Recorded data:
Issue #2019, opened 2020-08-11
Call `removeRetiredPools` from `monitorStakePools`.


jonathanknowles:
# Context

As part of the work to garbage collect retired pools from the database, we need to periodically _initiate_ the garbage collector.

# Decision

Within `monitorStakePools`, at appropriate points call [`removeRetiredPools`](https://github.com/input-output-hk/cardano-wallet/issues/2018) with epoch number _**e**_, where:

> _**e**_ = _**e**_<sub>current</sub> − 2.

The choice to wait two epochs after retirement is a conservative one, and ensures that we will never garbage collect pools that are still within the rollback window.

# Acceptance Criteria

- [x] The pool monitoring code _must not_ call `removeRetiredPools` with an epoch number that is within the rollback window.
- [x] Any calls to `removeRetiredPools` _must_ be logged to assist with debugging.

# Development 

- https://github.com/input-output-hk/cardano-wallet/pull/2057

# QA

See:
- #2016 
- #2017

jonathanknowles:
Hi @piotr-iohk 

This was finished some time ago, but I forgot to move it into the QA bucket. My apologies!

Hopefully there is nothing more to do, but let me know if you spot anything.

If all is okay, then we can also close https://jira.iohk.io/browse/ADP-376.

piotr-iohk:
@jonathanknowles, so I'm looking into integration tests while there are running and we have there 4 pools initially with one of them that is scheduled to be retired in epoch 3. The pool is no longer displayed in list pools since epoch 3 which is OK. I expected however that since epoch 5, data related to this retired pool will be removed from DB, but I still see bits of this pool in DB in epoch 5 and onwards:
E.g. (there are 4 pools and I was expecting 3)

![Screenshot from 2020-09-15 09-26-36](https://user-images.githubusercontent.com/42900201/93179402-ebd2a780-f735-11ea-9798-b2bb46a5a6b4.png)

![Screenshot from 2020-09-15 09-26-51](https://user-images.githubusercontent.com/42900201/93179423-f2611f00-f735-11ea-9a0e-930009bc100f.png)

![Screenshot from 2020-09-15 09-27-01](https://user-images.githubusercontent.com/42900201/93179427-f4c37900-f735-11ea-8266-b096f69e1b89.png)

![Screenshot from 2020-09-15 09-27-09](https://user-images.githubusercontent.com/42900201/93179436-f7be6980-f735-11ea-9632-7793866cb197.png)

[...]

Issue #2018, opened 2020-08-11
Add pool DB operation `removeRetiredPools`


jonathanknowles:
# Context

As part of the work to perform garbage collection of retired pools from the database, we need to be able to conveniently and safely remove _retired_ pools.

# Decision

Create a pool database operation `removeRetiredPools`:

```hs
removeRetiredPools
    :: EpochNo
    -> stm [PoolId]
    -- ^ Remove all pools with an active retirement epoch that is
    -- earlier than or equal to the specified epoch.
```

This operation _reuses_ the existing [`listRetiredPools`](https://github.com/input-output-hk/cardano-wallet/issues/2016) and [`removePools`](https://github.com/input-output-hk/cardano-wallet/issues/2017) operations.

# Acceptance Criteria

- [x] The pool DB _must_ provide a `removeRetiredPools` operation.
- [x] The `removeRetiredPools` operation _must_ remove each pool _atomically_.
- [x] The `removeRetiredPools` operation _must_ write an entry to the log before removing a pool.

# Development 

- #2047 

# QA 

Property test:
- https://github.com/input-output-hk/cardano-wallet/pull/2078

This operation _reuses_ the existing [`listRetiredPools`](https://github.com/input-output-hk/cardano-wallet/issues/2016) and [`removePools`](https://github.com/input-output-hk/cardano-wallet/issues/2017) operations. The tests for these operations are described in the following tasks:
- #2016 
- #2017

piotr-iohk:
lgtm

PR #2047, opened 2020-08-18
 Add pool DB operation `removeRetiredPools`. 

jonathanknowles:
# Issue Number

#2018 

# Overview

Building on the work added in PRs #2024 and #2038, this PR:

- [x] Adds a `removeRetiredPools` operation to the pool DB layer:<br><br>
    ```hs
    removeRetiredPools  
        :: EpochNo
        -> stm [PoolRetirementCertificate]
        -- ^ Remove all pools with an active retirement epoch that is earlier 
        -- than or equal to the specified epoch.  
        --
        -- Returns the retirement certificates of the pools that were removed.
    ```
- [x] Writes a bracketed `MsgRemovingRetiredPools` message to the log whenever the `removeRetiredPools` operation is called:<br><br>
    ```
    Looking for pools that retired in or before epoch 1000.
    Removing the following retired pools:
        Pool 4355a46b with retirement epoch 999
        Pool 53c234e5 with retirement epoch 999
        Pool 121cfccd with retirement epoch 1000
        Pool 917df332 with retirement epoch 1000
    Finished removing retired pools.
    ```

# Further Work

Before garbage collection can actually happen, the wallet needs to call `removeRetiredPools` at appropriate intervals. This work is deferred to a future PR.

See issue #2019.

### DIFF
--- a/lib/core/src/Cardano/Pool/DB.hs
+++ b/lib/core/src/Cardano/Pool/DB.hs
@@ -203,6 +203,19 @@ data DBLayer m = forall stm. (MonadFail stm, MonadIO stm) => DBLayer
         -> stm ()
         -- ^ Remove all data relating to the specified pools.
 
+    , removeRetiredPools
+        :: EpochNo
+        -> stm [PoolRetirementCertificate]
+        -- ^ Remove all pools with an active retirement epoch that is earlier
+        -- than or equal to the specified epoch.
+        --
+        -- Returns the retirement certificates of the pools that were removed.
+        --
+        -- See also:
+        --
+        --    - 'listRetiredPools'.
+        --    - 'removePools'.
+
     , cleanDB
         :: stm ()
         -- ^ Clean a database
--- a/lib/core/src/Cardano/Pool/DB.hs
+++ b/lib/core/src/Cardano/Pool/DB.hs
@@ -1,6 +1,7 @@
 {-# LANGUAGE DataKinds #-}
 {-# LANGUAGE ExistentialQuantification #-}
 {-# LANGUAGE GADTs #-}
+{-# LANGUAGE NamedFieldPuns #-}
 {-# LANGUAGE OverloadedLabels #-}
 {-# LANGUAGE RankNTypes #-}
 
@@ -16,6 +17,7 @@ module Cardano.Pool.DB
 
       -- * Utilities
     , determinePoolLifeCycleStatus
+    , removeRetiredPools
 
       -- * Errors
     , ErrPointAlreadyExists (..)
@@ -23,6 +25,8 @@ module Cardano.Pool.DB
 
 import Prelude
 
+import Cardano.DB.Sqlite
+    ( DBLog (..) )
 import Cardano.Wallet.Primitive.Types
     ( BlockHeader
     , CertificatePublicationTime (..)
@@ -39,19 +43,27 @@ import Cardano.Wallet.Primitive.Types
 import Control.Monad.Fail
     ( MonadFail )
 import Control.Monad.IO.Class
-    ( MonadIO )
+    ( MonadIO, liftIO )
 import Control.Monad.Trans.Except
     ( ExceptT )
+import Control.Tracer
+    ( Tracer, traceWith )
 import Data.Generics.Internal.VL.Lens
     ( view )
 import Data.Map.Strict
     ( Map )
 import Data.Quantity
     ( Quantity (..) )
+import Data.Text.Class
+    ( toText )
 import Data.Word
     ( Word64 )
+import Fmt
+    ( pretty )
 import System.Random
     ( StdGen )
+
+import qualified Data.Text as T
 
 -- | A Database interface for storing pool production in DB.
 --
@@ -203,19 +215,6 @@ data DBLayer m = forall stm. (MonadFail stm, MonadIO stm) => DBLayer
         -> stm ()
         -- ^ Remove all data relating to the specified pools.
 
-    , removeRetiredPools
-        :: EpochNo
-        -> stm [PoolRetirementCertificate]
-        -- ^ Remove all pools with an active retirement epoch that is earlier
-        -- than or equal to the specified epoch.
-        --
-        -- Returns the retirement certificates of the pools that were removed.
-        --
-        -- See also:
-        --
-        --    - 'listRetiredPools'.
-        --    - 'removePools'.
-
     , cleanDB
         :: stm ()
         -- ^ Clean a database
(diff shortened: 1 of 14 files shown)


lib/core/src/Cardano/Pool/DB/Sqlite.hs
```diff
@@ -421,6 +419,20 @@ newDBLayer trace fp timeInterpreter = do
         , atomically = runQuery
         })
     where
+        listRetiredPools_ epochNo = do
+            let query = T.unwords
+                    [ "SELECT * FROM "
+                    , databaseViewName activePoolRetirements
+                    , "WHERE retirement_epoch <="
+                    , T.toText epochNo
```
rvl: Isn't there a `?` parameter syntax that we should be using here.

lib/core/src/Cardano/Pool/DB/Sqlite.hs
```diff
@@ -383,16 +370,27 @@ newDBLayer trace fp timeInterpreter = do
...
+                [ "Looking for pools that retired in or before epoch "
+                , toText epoch
+                , "."
+                ]
+            listRetiredPools_ epoch >>= \case
+                [] -> do
+                    report "Found no retired pools."
+                    pure []
+                retirementCerts -> do
+                    report $ T.unlines
```
rvl: Part of the benefit of typed tracing is that you don't need to obscure the code with log string formatting.

I would make two messages:
 - `MsgRemoveRetiredPools EpochNumber BracketLog` (covers start and finish - use with `bracketTracer`)
 - `MsgRemoveRetiredPoolsCerts [Cert]`

Then put all the message formatting in the ToText instance.

rvl (changes requested):

lib/core/src/Cardano/Pool/DB/Sqlite.hs
jonathanknowles: > Isn't there a `?` parameter syntax that we should be using here.

I don't know, is there?

lib/core/src/Cardano/Pool/DB/Sqlite.hs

**Action item**
Your reply should consist only of the lines from the one containing "Then put all" through the last line of the records, each reproduced exactly.

**Response below**
Then put all the message formatting in the ToText instance.

rvl (changes requested):

lib/core/src/Cardano/Pool/DB/Sqlite.hs
jonathanknowles: > Isn't there a `?` parameter syntax that we should be using here.

I don't know, is there?

lib/core/src/Cardano/Pool/DB/Sqlite.hs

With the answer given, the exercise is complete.